══ RECORDS FOR THE TASK ══
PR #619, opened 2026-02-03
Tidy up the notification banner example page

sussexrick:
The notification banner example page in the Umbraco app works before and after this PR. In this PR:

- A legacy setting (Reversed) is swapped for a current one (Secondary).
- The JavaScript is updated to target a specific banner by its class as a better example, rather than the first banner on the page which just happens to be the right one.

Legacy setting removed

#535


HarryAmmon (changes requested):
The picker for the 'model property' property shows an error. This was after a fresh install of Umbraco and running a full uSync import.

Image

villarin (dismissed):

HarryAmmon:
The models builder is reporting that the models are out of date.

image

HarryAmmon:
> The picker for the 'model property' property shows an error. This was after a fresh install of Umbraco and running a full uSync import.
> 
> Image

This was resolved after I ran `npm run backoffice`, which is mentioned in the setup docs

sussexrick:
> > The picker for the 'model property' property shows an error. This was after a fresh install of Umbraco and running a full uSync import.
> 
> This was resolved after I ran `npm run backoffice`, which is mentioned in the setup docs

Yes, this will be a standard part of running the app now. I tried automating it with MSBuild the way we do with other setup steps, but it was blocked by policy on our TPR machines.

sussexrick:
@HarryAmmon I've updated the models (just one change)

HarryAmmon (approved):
═══
══ RECORDS FOR THE TASK ══
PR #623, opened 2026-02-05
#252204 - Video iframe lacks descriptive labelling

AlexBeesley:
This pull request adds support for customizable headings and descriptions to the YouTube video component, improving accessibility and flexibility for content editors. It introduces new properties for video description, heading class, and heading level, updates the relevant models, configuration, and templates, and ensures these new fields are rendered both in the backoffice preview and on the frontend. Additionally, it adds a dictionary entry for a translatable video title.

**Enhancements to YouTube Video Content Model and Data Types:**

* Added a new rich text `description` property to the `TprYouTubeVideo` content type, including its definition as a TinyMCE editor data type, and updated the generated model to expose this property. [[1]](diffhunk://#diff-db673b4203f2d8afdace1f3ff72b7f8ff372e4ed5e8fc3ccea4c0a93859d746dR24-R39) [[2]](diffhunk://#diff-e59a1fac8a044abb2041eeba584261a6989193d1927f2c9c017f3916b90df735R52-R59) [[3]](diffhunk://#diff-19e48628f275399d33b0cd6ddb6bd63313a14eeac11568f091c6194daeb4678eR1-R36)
═══
══ RECORDS FOR THE TASK ══
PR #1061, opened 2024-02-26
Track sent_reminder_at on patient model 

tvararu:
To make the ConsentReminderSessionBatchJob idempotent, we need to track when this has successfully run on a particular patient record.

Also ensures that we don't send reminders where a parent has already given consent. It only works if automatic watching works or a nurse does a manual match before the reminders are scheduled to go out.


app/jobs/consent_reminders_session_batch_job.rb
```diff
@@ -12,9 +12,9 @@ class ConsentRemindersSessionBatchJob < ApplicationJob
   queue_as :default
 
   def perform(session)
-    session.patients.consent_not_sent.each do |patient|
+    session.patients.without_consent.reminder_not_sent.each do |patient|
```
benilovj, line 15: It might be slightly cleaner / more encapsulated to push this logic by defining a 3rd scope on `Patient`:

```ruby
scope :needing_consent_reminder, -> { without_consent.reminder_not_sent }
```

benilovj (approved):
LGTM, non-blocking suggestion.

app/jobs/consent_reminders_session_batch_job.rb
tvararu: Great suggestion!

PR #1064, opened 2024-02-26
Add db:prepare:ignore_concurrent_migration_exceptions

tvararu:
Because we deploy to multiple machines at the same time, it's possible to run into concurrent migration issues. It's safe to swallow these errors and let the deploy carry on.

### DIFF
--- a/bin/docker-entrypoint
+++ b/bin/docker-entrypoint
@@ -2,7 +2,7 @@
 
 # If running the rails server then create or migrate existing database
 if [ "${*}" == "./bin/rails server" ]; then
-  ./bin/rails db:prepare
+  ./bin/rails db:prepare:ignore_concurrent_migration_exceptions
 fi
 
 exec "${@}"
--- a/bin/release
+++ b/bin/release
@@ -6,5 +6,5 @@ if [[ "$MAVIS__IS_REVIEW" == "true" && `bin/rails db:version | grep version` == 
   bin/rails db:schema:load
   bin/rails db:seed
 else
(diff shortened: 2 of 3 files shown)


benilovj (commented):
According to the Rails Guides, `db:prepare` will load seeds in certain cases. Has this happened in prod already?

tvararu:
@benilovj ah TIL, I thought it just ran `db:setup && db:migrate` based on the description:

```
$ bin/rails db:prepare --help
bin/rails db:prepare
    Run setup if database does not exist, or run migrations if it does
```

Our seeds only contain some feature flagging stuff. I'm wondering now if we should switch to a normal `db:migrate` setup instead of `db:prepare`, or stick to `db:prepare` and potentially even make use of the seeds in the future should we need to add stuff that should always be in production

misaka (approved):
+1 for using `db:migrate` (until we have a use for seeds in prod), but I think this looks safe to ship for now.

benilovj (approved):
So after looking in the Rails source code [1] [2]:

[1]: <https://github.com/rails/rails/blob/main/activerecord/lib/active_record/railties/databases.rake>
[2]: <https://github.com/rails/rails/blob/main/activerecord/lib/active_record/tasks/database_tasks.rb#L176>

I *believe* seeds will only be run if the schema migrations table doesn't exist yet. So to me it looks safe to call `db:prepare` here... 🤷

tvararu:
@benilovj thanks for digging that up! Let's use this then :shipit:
═══
ACTIVITY: Look through the data above and return each line where the string "migrations" occurs.

PROBLEM SOLUTION:
    Run setup if database does not exist, or run migrations if it does
I *believe* seeds will only be run if the schema migrations table doesn't exist yet. So to me it looks safe to call `db:prepare` here... 🤷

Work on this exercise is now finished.